After another early exit from the postseason, its time for the Blue Jays ownership to change the direction of this franchise. The Jays are 0-6 in Wild Card games since the current competitive window with Vladimir Guerrero Jr. and Bo Bichette opened in 2020; they cannot squander the final two years with that core under team control.
In the interest of continuity, it’s time to promote current Blue Jays Vice President of Baseball Strategy (and former Houston Astros General Manager) James Click to GM, and quickly. Too many important decisions need to be made early this offseason to wait.

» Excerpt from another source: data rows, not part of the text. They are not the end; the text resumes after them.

PR #1724, opened 2018-08-03
Modify Update and Delete azurerm_role_definition

shelleybess:
This pull request addresses the issue described in https://github.com/terraform-providers/terraform-provider-azurerm/issues/1540 where the azurerm_role_definition was unable to be updated or deleted.

Changes to Delete:
Changes have been made to get the path of the resource and pull the id from the end.

Changes to CreateOrUpdate:
Now retrieves the id from the end of the path if it exists or generates one if the resource path is empty.

(fixes #1540)

PR #1827, opened 2018-08-24
role_definition: Fix deletion when role_definition_id is not defined

phy1729:
`azurerm_role_definiton` cannot delete the resource if the `role_definition_id` is not provided. Parse the ID from the full ID that Terraform stores instead of relying on the user defining `role_definition_id`.

Given a main.tf
```
data "azurerm_subscription" "example" {}

resource "azurerm_role_definition" "example" {
  name  = "example"
  scope = "${data.azurerm_subscription.example.id}"

  permissions {
    not_actions = ["*"]
  }

  assignable_scopes = ["${data.azurerm_subscription.example.id}"]
}
```

After a `terraform apply`, I expect `terraform destroy` to delete the resource; however, it returns following error.
```
Error: Error applying plan:

1 error(s) occurred:

* azurerm_role_definition.example (destroy): 1 error(s) occurred:

* azurerm_role_definition.example: Error deleting Role Definition "": authorization.RoleDefinitionsClient#Delete: Failure responding to request: StatusCode=400 -- Original Error: autorest/azure: Service returned an error. Status=400 Code="InvalidRoleDefinitionId" Message="The role definition ID '' is not valid."
```

### DIFF
--- a/azurerm/resource_arm_role_definition.go
+++ b/azurerm/resource_arm_role_definition.go
@@ -3,6 +3,7 @@ package azurerm
 import (
 	"fmt"
 	"log"
+	"strings"
 
 	"github.com/Azure/azure-sdk-for-go/services/preview/authorization/mgmt/2018-01-01-preview/authorization"
 	"github.com/hashicorp/go-uuid"
@@ -163,7 +164,8 @@ func resourceArmRoleDefinitionDelete(d *schema.ResourceData, meta interface{}) e
 	client := meta.(*ArmClient).roleDefinitionsClient
 	ctx := meta.(*ArmClient).StopContext
 
-	roleDefinitionId := d.Get("role_definition_id").(string)
+	parts := strings.Split(d.Id(), "/")
+	roleDefinitionId := parts[len(parts)-1]
 	scope := d.Get("scope").(string)
 
 	resp, err := client.Delete(ctx, scope, roleDefinitionId)


azurerm/resource_arm_role_definition.go
```diff
@@ -163,7 +164,8 @@ func resourceArmRoleDefinitionDelete(d *schema.ResourceData, meta interface{}) e
 	client := meta.(*ArmClient).roleDefinitionsClient
 	ctx := meta.(*ArmClient).StopContext
 
-	roleDefinitionId := d.Get("role_definition_id").(string)
+	parts := strings.Split(d.Id(), "/")
```
JunyiYi: @katbyte @tombuildsstuff , what is the point of introducing the `role_definition_id` if we already has the globally `id` attribute?

I would like to suggest deprecating it using the [similar syntax here](https://github.com/terraform-providers/terraform-provider-azurerm/blob/670b1b93238dbf646dab956955fc708159327659/azurerm/resource_arm_dns_cname_record.go#L41). But if we have to keep it, I would also suggest the following logic:

```go
roleDefId := d.Get("role_definition_id").(string)
if roleDefId == "" {
  if err != nil { ... }
  roleDefId = id.Path[...]
}
```

JunyiYi:
This PR seems to be a subset of #1724 .

azurerm/resource_arm_role_definition.go
tombuildsstuff: @JunyiYi in this case we're going to need to update the ID to contain all of the required information - [see here](https://github.com/terraform-providers/terraform-provider-azurerm/pull/1816/commits/12b06b6f0140cb8e385131af47d85989e698d3aa) for an example of how we're doing this with the storage resources. In general we shouldn't be accessing the config in the Read and Delete functions since it can be present (at Import time during the Read function, and then the associated Terraform Config's been deleted in the Delete function)

tombuildsstuff:
hey @phy1729 

Thanks for this PR - apologies for the delayed movement here. I hope you don't mind but we've ended up taking a (similar) but slightly different approach in #1887 which I'm going to close this PR in favour of.

Thanks!

PR #3207, opened 2019-04-08
Add new Trafficmanager Routing Methods

Lucretius:
Resolves https://github.com/terraform-providers/terraform-provider-azurerm/issues/2966

I've gone and bumped the trafficmanager SDK to the version mentioned in the PR.  `make test` ran just fine, we will see how the acceptance tests perform.

The PR mentioned two new routing methods (which are `Subnet` and `MultiValue`); I've added the option to set them both.


website/docs/r/traffic_manager_profile.html.markdown
```diff
@@ -69,6 +69,8 @@ The following arguments are supported:
     - `Performance` - Traffic is routed via the User's closest Endpoint
     - `Weighted` - Traffic is spread across Endpoints proportional to their `weight` value.
     - `Priority` - Traffic is routed to the Endpoint with the lowest `priority` value.
+    - `MultiValue`- All healthy Endpoints are returned.  MultiValue routing method works only if all the endpoints of type ‘External’ and are specified as IPv4 or IPv6 addresses.
```
katbyte: These should probably be alphabetically sorted

PR #3219, opened 2019-04-09
remove "Computed" from schema

Lucretius:
Resolves https://github.com/terraform-providers/terraform-provider-azurerm/issues/3146

From the discussion I had in the issue, it looks like this feature can be updated after the resource is spun up.  I believe that since it is `Computed` in the schema, updates to the existing resource are ignored.  This helper function is used by both the `app_service` and `app_service_slot` resources.  The default will be `false`.  If the app service requires a 32 bit resource the effect will be that this needs to be specified.


tombuildsstuff:
Tests pass - thanks for this @Lucretius 👍 

Screenshot 2019-04-16 at 13 56 02

PR #3236, opened 2019-04-12
New Resource: `azurerm_data_factory_dataset_sql_server_table`

mbfrahry:
This PR adds `azurerm_data_factory_dataset_sql_server_table` to the Data Factory collection and starts to consolidate some of the methods used between the resources into a single source under `datafactory.go`

```
--- PASS: TestAccAzureRMDataFactoryDatasetSQLServerTable_basic (94.35s)
```


azurerm/data_factory.go
```diff
@@ -0,0 +1,74 @@
...
+		output[k] = &datafactory.ParameterSpecification{
+			Type:         datafactory.ParameterTypeString,
+			DefaultValue: v.(string),
+		}
+	}
+
+	return output
+}
+
+func expandDataFactoryAdditionalProperties(input map[string]interface{}) map[string]interface{} {
```
katbyte: Do we really need this? 🤔  should you be able to use the source map without copying it to a new one?

azurerm/data_factory.go
```diff
@@ -0,0 +1,74 @@
...
+			}
+
+			output[k] = val
+		}
+	}
+
+	return output
+}
+
+func expandDataFactoryAnnotations(input []interface{}) *[]interface{} {
```
katbyte: and here just take a pointer of the source slice?

azurerm/data_factory.go
```diff
@@ -0,0 +1,74 @@
...
+	annotations := make([]interface{}, 0)
+
+	for _, annotation := range input {
+		annotations = append(annotations, annotation.(string))
+	}
+
+	return &annotations
+}
+
+func flattenDataFactoryAnnotations(input *[]interface{}) []string {
```
katbyte: I think you could use `utils.FlattenStringArray` instead of this?

azurerm/resource_arm_data_factory_dataset_sql_server_table_test.go
```diff
@@ -0,0 +1,219 @@
...
+	"testing"
+
+	"github.com/hashicorp/terraform/helper/resource"
+	"github.com/hashicorp/terraform/terraform"
+	"github.com/terraform-providers/terraform-provider-azurerm/azurerm/utils"
+
+	"github.com/hashicorp/terraform/helper/acctest"
+)
+
+func TestAccAzureRMDataFactoryDatasetSQLServerTable_basic(t *testing.T) {
```
katbyte: I think this should be:
```suggestion
func TestAccAzureRMDataFactoryDatasetSQLServerTable_update(t *testing.T) {
```

katbyte: Could we create a basic test that is a single step with the bare minimum properties required?

azurerm/resource_arm_data_factory_dataset_sql_server_table_test.go
```diff
@@ -0,0 +1,219 @@
...
+}
+
+resource "azurerm_data_factory_dataset_sql_server_table" "test" {
+  name                = "acctestds%d"
+  resource_group_name = "${azurerm_resource_group.test.name}"
+  data_factory_name   = "${azurerm_data_factory.test.name}"
+  linked_service_name = "${azurerm_data_factory_linked_service_sql_server.test.name}"
+ 
+  description = "test description"
+	annotations = ["test1", "test2", "test3"]
```
katbyte: alignment
```suggestion
  annotations = ["test1", "test2", "test3"]
```

azurerm/resource_arm_data_factory_dataset_sql_server_table_test.go
```diff
@@ -0,0 +1,219 @@
...
+}
+
+resource "azurerm_data_factory_dataset_sql_server_table" "test" {
+  name                = "acctestds%d"
+  resource_group_name = "${azurerm_resource_group.test.name}"
+  data_factory_name   = "${azurerm_data_factory.test.name}"
+  linked_service_name = "${azurerm_data_factory_linked_service_sql_server.test.name}"
+ 
+  description = "test description 2"
+	annotations = ["test1", "test2"]
```
katbyte:
```suggestion
  annotations = ["test1", "test2"]
```

azurerm/resource_arm_data_factory_dataset_sql_server_table_test.go
```diff
@@ -0,0 +1,219 @@
...
+  table_name  = "testTable"
+  folder      = "testFolder"
+
+  parameters {
+		"foo" = "test1"
```
katbyte:
```suggestion
    "foo" = "test1"
```

azurerm/resource_arm_data_factory_dataset_sql_server_table_test.go
```diff
@@ -0,0 +1,219 @@
...
+		"bar" = "test2"
```
katbyte:
```suggestion
    "bar" = "test2"
```

katbyte (approved):
Thanks for the PR @mbfrahry, aside from a few comments i've left inline this LGTM 👍

azurerm/data_factory.go
mbfrahry: There needs to be a facepalm emoji in github

azurerm/data_factory.go
mbfrahry: Weirdly enough, I think it'd be a call to utils.ExpandStringArray

mbfrahry: On second thought. I think it's needed because it's an *[]interface{} and we'd need to do some finagling to get it to a []string

katbyte: Ahh yea sorry, its so close to the signature, and as much as i'd want to ask if terraform would accept the interface array i know we should check they are all strings.

mbfrahry: No worries!

PR #3242, opened 2019-04-14
batch tests: fix resource group names

katbyte:


azurerm/data_source_batch_account_test.go
```diff
@@ -60,7 +60,7 @@ func TestAccDataSourceAzureRMBatchAccount_complete(t *testing.T) {
 func testAccDataSourceAzureRMBatchAccount_basic(rInt int, rString string, location string) string {
 	return fmt.Sprintf(`
 resource "azurerm_resource_group" "test" {
-  name     = "testaccbatch%d"
+  name     = "testaccRG-%d-batch"
```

Current GM Ross Atkins hasn’t built a successful World Series contender in Toronto. All he’s built are pretenders. As hard as it is to admit, the 2023 Jays had a flawed and mediocre offence: they ranked 16th in baseball on home runs and RBI, 14th on runs scored, and 11th on OPS.
Their regular season run differential of +75 was the lowest of any AL postseason team, only better than Arizona of the 12 MLB playoff teams. Which should also lead to offseason questions about hitting coaches Guillermo Martinez and Hunter Mense, as well as hitting strategist Dave Hudgens.
They had the 4th most grounded into double plays (GIDP) and the 4th least sacrifice flies; and, after a season where they ranked 12th with a .260 batting average and 20th in terms of OPS at .730 with runners in scoring position, they didn’t hit when it counted most in the postseason, going 2-for-9 with RISP in game one, and 1-for-5 in game two, only scoring one run in the two losses.